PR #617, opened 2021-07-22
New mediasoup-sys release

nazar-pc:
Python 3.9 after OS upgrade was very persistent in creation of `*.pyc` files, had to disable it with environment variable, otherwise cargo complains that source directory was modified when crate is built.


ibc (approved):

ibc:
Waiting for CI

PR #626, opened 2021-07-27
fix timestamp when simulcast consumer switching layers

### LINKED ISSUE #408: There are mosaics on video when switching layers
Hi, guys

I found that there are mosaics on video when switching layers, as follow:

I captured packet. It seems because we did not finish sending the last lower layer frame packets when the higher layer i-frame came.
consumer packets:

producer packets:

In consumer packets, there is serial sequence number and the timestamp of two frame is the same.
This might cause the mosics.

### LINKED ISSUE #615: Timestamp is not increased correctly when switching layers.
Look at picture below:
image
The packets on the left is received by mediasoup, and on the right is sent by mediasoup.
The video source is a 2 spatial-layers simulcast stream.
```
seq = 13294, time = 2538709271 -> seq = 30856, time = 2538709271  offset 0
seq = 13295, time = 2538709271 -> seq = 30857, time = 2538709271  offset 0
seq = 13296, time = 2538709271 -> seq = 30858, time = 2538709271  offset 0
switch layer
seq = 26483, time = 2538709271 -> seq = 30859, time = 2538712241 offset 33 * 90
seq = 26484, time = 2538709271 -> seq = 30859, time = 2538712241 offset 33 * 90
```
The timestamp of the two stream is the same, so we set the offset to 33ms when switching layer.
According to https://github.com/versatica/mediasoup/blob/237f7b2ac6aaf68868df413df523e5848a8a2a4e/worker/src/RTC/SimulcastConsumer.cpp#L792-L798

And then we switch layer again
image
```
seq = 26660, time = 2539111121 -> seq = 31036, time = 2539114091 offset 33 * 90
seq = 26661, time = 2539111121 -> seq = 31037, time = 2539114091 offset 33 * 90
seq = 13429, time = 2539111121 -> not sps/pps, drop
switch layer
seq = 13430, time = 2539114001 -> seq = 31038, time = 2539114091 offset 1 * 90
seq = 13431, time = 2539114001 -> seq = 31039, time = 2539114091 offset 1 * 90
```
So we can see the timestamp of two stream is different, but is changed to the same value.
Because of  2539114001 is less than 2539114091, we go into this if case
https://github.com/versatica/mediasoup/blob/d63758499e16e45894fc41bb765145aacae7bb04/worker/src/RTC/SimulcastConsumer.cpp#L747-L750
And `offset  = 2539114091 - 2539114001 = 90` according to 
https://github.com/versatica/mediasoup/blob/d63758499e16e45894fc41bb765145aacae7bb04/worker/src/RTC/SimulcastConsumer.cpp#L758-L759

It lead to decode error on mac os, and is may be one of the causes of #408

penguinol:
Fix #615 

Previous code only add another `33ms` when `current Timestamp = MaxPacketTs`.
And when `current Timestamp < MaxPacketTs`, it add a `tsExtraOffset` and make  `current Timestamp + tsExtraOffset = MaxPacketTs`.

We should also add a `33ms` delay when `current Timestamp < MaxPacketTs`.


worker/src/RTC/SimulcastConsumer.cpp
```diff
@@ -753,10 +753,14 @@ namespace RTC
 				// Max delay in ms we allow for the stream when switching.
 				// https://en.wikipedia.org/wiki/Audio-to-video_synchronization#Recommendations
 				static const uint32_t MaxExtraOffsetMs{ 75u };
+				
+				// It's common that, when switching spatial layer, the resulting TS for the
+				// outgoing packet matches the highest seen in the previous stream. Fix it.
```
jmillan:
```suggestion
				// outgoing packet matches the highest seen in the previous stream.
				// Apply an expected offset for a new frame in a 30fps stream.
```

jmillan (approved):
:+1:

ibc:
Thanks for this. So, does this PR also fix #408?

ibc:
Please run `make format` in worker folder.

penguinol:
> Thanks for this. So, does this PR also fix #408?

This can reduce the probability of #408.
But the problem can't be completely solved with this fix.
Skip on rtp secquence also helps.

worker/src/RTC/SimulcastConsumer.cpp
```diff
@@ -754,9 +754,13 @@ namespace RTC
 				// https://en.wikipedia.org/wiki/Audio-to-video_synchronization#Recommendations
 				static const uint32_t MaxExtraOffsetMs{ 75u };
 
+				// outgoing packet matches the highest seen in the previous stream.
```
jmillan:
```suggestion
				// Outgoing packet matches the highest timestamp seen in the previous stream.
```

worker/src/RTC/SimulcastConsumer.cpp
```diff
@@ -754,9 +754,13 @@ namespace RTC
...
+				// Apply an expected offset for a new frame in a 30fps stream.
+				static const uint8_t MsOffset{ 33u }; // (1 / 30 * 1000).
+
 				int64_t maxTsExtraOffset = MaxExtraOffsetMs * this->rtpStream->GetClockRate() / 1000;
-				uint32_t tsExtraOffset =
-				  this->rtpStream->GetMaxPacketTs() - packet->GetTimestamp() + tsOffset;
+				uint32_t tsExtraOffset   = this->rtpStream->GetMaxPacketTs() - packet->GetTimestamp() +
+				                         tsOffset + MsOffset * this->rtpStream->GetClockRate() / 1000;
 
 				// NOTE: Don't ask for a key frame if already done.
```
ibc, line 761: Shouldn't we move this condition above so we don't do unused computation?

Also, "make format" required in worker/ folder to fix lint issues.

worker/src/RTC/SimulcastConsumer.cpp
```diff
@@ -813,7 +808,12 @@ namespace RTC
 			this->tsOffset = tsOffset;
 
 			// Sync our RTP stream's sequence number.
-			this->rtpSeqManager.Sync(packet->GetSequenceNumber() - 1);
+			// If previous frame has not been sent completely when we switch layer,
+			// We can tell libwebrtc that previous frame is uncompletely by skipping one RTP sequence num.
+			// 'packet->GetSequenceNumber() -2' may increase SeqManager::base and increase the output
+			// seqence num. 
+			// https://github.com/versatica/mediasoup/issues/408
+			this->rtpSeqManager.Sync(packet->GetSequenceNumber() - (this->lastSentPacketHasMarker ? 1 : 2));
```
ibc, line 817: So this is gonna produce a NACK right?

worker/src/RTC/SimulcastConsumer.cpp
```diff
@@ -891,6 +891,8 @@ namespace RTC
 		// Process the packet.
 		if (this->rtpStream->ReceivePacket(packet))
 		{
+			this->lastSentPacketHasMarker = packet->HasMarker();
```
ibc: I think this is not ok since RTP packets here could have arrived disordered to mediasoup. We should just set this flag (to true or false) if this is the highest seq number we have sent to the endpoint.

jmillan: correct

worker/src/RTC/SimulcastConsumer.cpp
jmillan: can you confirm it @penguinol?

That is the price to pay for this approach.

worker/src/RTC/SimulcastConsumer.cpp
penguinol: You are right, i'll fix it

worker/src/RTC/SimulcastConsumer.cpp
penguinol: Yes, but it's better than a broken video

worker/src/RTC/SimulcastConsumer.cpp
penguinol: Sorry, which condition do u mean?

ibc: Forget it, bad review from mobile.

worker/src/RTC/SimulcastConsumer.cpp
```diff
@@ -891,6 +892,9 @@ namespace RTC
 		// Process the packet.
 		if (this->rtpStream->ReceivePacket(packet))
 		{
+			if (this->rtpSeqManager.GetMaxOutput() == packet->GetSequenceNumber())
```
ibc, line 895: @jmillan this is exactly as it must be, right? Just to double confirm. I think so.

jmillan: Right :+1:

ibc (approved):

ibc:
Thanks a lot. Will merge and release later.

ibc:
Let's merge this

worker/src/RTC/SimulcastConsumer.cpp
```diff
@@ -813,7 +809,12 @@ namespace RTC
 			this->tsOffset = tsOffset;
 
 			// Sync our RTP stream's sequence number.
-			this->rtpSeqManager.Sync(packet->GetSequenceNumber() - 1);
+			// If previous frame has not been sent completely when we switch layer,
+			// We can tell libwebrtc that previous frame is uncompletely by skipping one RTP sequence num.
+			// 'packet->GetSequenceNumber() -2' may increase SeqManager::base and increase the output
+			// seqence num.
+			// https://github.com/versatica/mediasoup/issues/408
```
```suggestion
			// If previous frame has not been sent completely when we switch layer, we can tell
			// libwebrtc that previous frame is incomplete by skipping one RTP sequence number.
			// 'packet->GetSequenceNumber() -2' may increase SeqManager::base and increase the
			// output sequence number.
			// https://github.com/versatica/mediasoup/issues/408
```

=====

### To do:
Check every line of the records, and copy the ones that hold the word "Thanks".

### Response to this task:
Thanks for this. So, does this PR also fix #408?
> Thanks for this. So, does this PR also fix #408?
Thanks a lot. Will merge and release later.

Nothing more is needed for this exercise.